Samuel Blake is a second-year medical student at the Carle Illinois College of Medicine. He received his bachelor’s degree in chemical engineering from the University of Connecticut, with a specialty in lipid nanoparticle development. During the COVID-19 pandemic, he served as a critical care EMT in Los Angeles and Orange Counties. He collaborated with the Structural Heart Clinic at the Beth Israel Deaconess Medical Center to limit coronavirus exposure by facilitating virtual preoperative screenings for high-risk patients. His current research at Carle Foundation Hospital and the Beth Israel Deaconess Medical Center focuses on optimization of spine surgery approaches and outcomes, including novel percutaneous and robotic-assisted procedures, smart spine hardware, predictive surgical risk modeling, and the impact of digital health technologies and psychosocial factors on surgical outcomes.

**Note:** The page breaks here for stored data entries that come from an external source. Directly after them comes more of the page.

PR #234, opened 2021-10-21
Create dynamic referencing of classes

dganev-cb:
## Pull request checklist

Please check if your PR fulfils the following requirements:

3121

## Pull Request Description
I think it will be a good addition to our ORM-like SDK and since its widely used in the Python community in frameworks such as Django's ORM, Flask's Blueprints and etc. 

And when I first interacted with the SDK and saw how it works I thought it would have that functionality, simply sharing this to give you my perspective of how I saw the SDK at first. Definitely needs more research from our clients since they are not heavy python users.

Referer to the other argumentation in the ticket: 3121 

- [x] No

## How Has This Been Tested?
Currently the tests has been partially done for the Alerts only. The testing must cover all of our queryable models.

### DIFF
--- a/docs/alerts.rst
+++ b/docs/alerts.rst
@@ -237,4 +237,4 @@ Those settings shown in the screenshot can be replicated with the following code
 Advanced usage of alerts
 ------------------------
 
-If you want near-real-time streaming of an alerts we advice you to referer our `Data Forwarded <https://developer.carbonblack.com/reference/carbon-black-cloud/platform/latest/data-forwarder-config-api/>`_.
+If you want near-real-time streaming of alerts we advise you to refer to our `Data Forwarder <https://developer.carbonblack.com/reference/carbon-black-cloud/platform/latest/data-forwarder-api/>`_.
--- a/docs/authentication.rst
+++ b/docs/authentication.rst
@@ -34,9 +34,9 @@ Store the Key with profile name, and reference the profile name when creating CB
 
   # execute commands with Live Response API
   >>> for device in important_devs:
-  ...      lr_session = platform_api.live_response.request_session(device.id)
-  ...      lr_session.create_process(r'cmd.exe /c "ping.exe 192.168.1.1"'))
-  ...      lr_session.close()
+  ...     lr_session = platform_api.live_response.request_session(device.id)
+  ...     lr_session.create_process(r'cmd.exe /c "ping.exe 192.168.1.1"')
+  ...     lr_session.close()
 
 For more examples on Live Response, check :doc:`live-response`
 
@@ -92,8 +92,8 @@ Authentication Methods
   via keyword parameters. This method should be used with caution, taking care to not
   share your API credentials when managing code with source control.
 
-    >>> cbc_api = CBCloudAPI(url='defense.conferdeploy.net', token=ABCD/1234,
-    ...                         org_key='ABCDEFGH')
+    >>> cbc_api = CBCloudAPI(url='https://defense.conferdeploy.net', token='ABCD/1234',
+    ...     org_key='ABCDEFGH')
 
 **Not Recommended**:
 
--- a/docs/concepts.rst
+++ b/docs/concepts.rst
@@ -53,11 +53,10 @@ to USB devices is through the Endpoint Standard package ``from cbc_sdk.endpoint_
   >>> api = CBCloudAPI(profile='endpoint_standard')
   >>> usb_devices = api.select(USBDevice).set_statuses(['APPROVED'])
   >>> for usb in usb_devices:
-  ...   print(f'''
-              USB Device ID: {usb.id}
-              USB Device: {usb.vendor_name} {usb.product_name}
-
-              ''')
+  ...     print(f'''
+  ...         USB Device ID: {usb.id}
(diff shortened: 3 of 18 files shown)


dganev-cb:
I've added a testing example of how it might be tested. @abowersox-cb can you check it out and tell me what do you think about it. I've decided that `__qualname__` would be a better alternative than just `__name__` since we have nested classes.

dganev-cb:
> I've added a testing example of how it might be tested. @abowersox-cb can you check it out and tell me what do you think about it. I've decided that `__qualname__` would be a better alternative than just `__name__` since we have nested classes.

Actually now thinking about it I should probably only test the `select_class_instance` function since the rest of the logic remains the same in the `select` gonna update the unit tests.

abowersox-cb:
Can you fix the flake8 errors? I want to make sure the new unit tests run before I approve this, because I'm still not sure how you're dealing with the module-loading issue.

dganev-cb:
> Can you fix the flake8 errors? I want to make sure the new unit tests run before I approve this, because I'm still not sure how you're dealing with the module-loading issue.

I will do that asap, I am still figuring out why those modules are not loading  `SensorKit`, `ComputeResource`.

dganev-cb:
@abowersox-cb @avanbrunt-cb It turns out that, the `SensorKit, ComputeResource` are the only 2 modules that are not loading. I've looked for other solutions and currently, I have 2.

1. We import them in the `__init__.py` level and with that we can have it loaded.
2. Go with an entirely different solution by using a `dict` with keys as the classes and values with `import_module` function. 

I don't like either of those and I've asked around to see if I can find some better solutions. I will put this into a stall for now.

dganev-cb:
@abowersox-cb @avanbrunt-cb I've added a list variable with `import_module` function just to make sure that everytime we call `select_class_instance` all of our modules are imported. This way we won't need to address an addition or a change whenever we create new models. 

I've also changed the name of the Event in the Endpoint Standard to `EndPointStandardEvent` since that I am not sure if that was the model that is going to be deprecated I will leave this at this stage. Maybe a more appropriate name or an eventual usage of a `@deprecated` decorator can be used.

dganev-cb:
Since I found new information over this feature I am updating it.

We can use the `pkgutil.walk_packages` to iterate over all the modules located in the cbc_sdk and load them. 
(https://docs.python.org/3/library/pkgutil.html#pkgutil.walk_packages) 

The only thing that is not tested is the `Platform.Event` because it is going to be deprecated, it clashes with the `endpoint_standard.Event`. 

Tell me what do you think @abowersox-cb @emitreva-cb @avanbrunt-cb

avanbrunt-cb (commented):
We should not merge this until we remove the event code which should be done by the end of January given that functionality will no longer be available in the CBC

requirements.txt
```diff
@@ -12,6 +12,7 @@ solrq
 validators
 keyring;platform_system=='Darwin'
 boto3
+deprecation
```
avanbrunt-cb, line 15: I don't see where this is being used. We need to be careful adding too many new packages.

src/tests/unit/base/test_queries.py
```diff
@@ -70,6 +73,77 @@ def _get_results(url, **kwargs):
...
+        ("Report", "ReportQuery"),
+        ("Watchlist", "WatchlistQuery"),
+
+        # Platform
+        ("BaseAlert", "BaseAlertSearchQuery"),
+        ("CBAnalyticsAlert", "CBAnalyticsAlertSearchQuery"),
+        ("DeviceControlAlert", "DeviceControlAlertSearchQuery"),
+        ("WatchlistAlert", "WatchlistAlertSearchQuery"),
+        ("Device", "DeviceSearchQuery"),
+        ("Event", "EventQuery"),
```
avanbrunt-cb, line 123: Using the following code does not reference the correct Event model
```
cb.select('Event', '7DESJ9GN-0040bdb5-000009e0-00000000-1d82fe3b49a5b32')
```

instead it matches to the following
```
<cbc_sdk.endpoint_standard.base.Event: id 7DESJ9GN-0040bdb5-000009e0-00000000-1d82fe3b49a5b32> @ https://defense.conferdeploy.net
```

Was expecting this instead
```
<cbc_sdk.platform.events.Event: id 7DESJ9GN-0040bdb5-000009e0-00000000-1d82fe3b49a5b32> @ https://defense.conferdeploy.net
```

avanbrunt-cb (changes requested):

dganev-cb:
@avanbrunt-cb I cannot replicate that, and this shouldn't be possible since the `Event` that you are referring to doesn't extend the `NewBaseModel`.

avanbrunt-cb (approved):
I've modified the test file as the `_test` name caused the tests to be ignored. I've also enhanced the event test to include the other approach of specifying the process_guid in order to ensure both mechanisms import the platform models. Lastly, the deprecation package was still included in the requirements.txt file which was not being utilized.

I am comfortable with the changes now after further testing and ensuring I had the latest changes

abowersox-cb (approved):
Good work cleaning this up, @avanbrunt-cb.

Aditya Vaidyam is a second-year medical student at the Carle Illinois College of Medicine and formerly Assistant Director of Clinical Systems at the Division of Digital Psychiatry at the Beth Israel Deaconess Medical Center. His research focus ranges from engineering and architecting health care systems that improve access and quality of care to investigating the underlying symptomatology of mental illness. He is a principal architect of the LAMP Platform, which supports personalized just-in-time adaptive interventions and digital phenotyping in populations with serious mental illnesses such as schizophrenia. His clinical research involves the use of machine learning algorithms for longitudinal data analysis and personalized interventions for mindfulness and patient education. Vaidyam holds a bachelor’s degree in neurobiology & physiology and computer science from Purdue University, as well as a master’s degree in medical science from Boston University.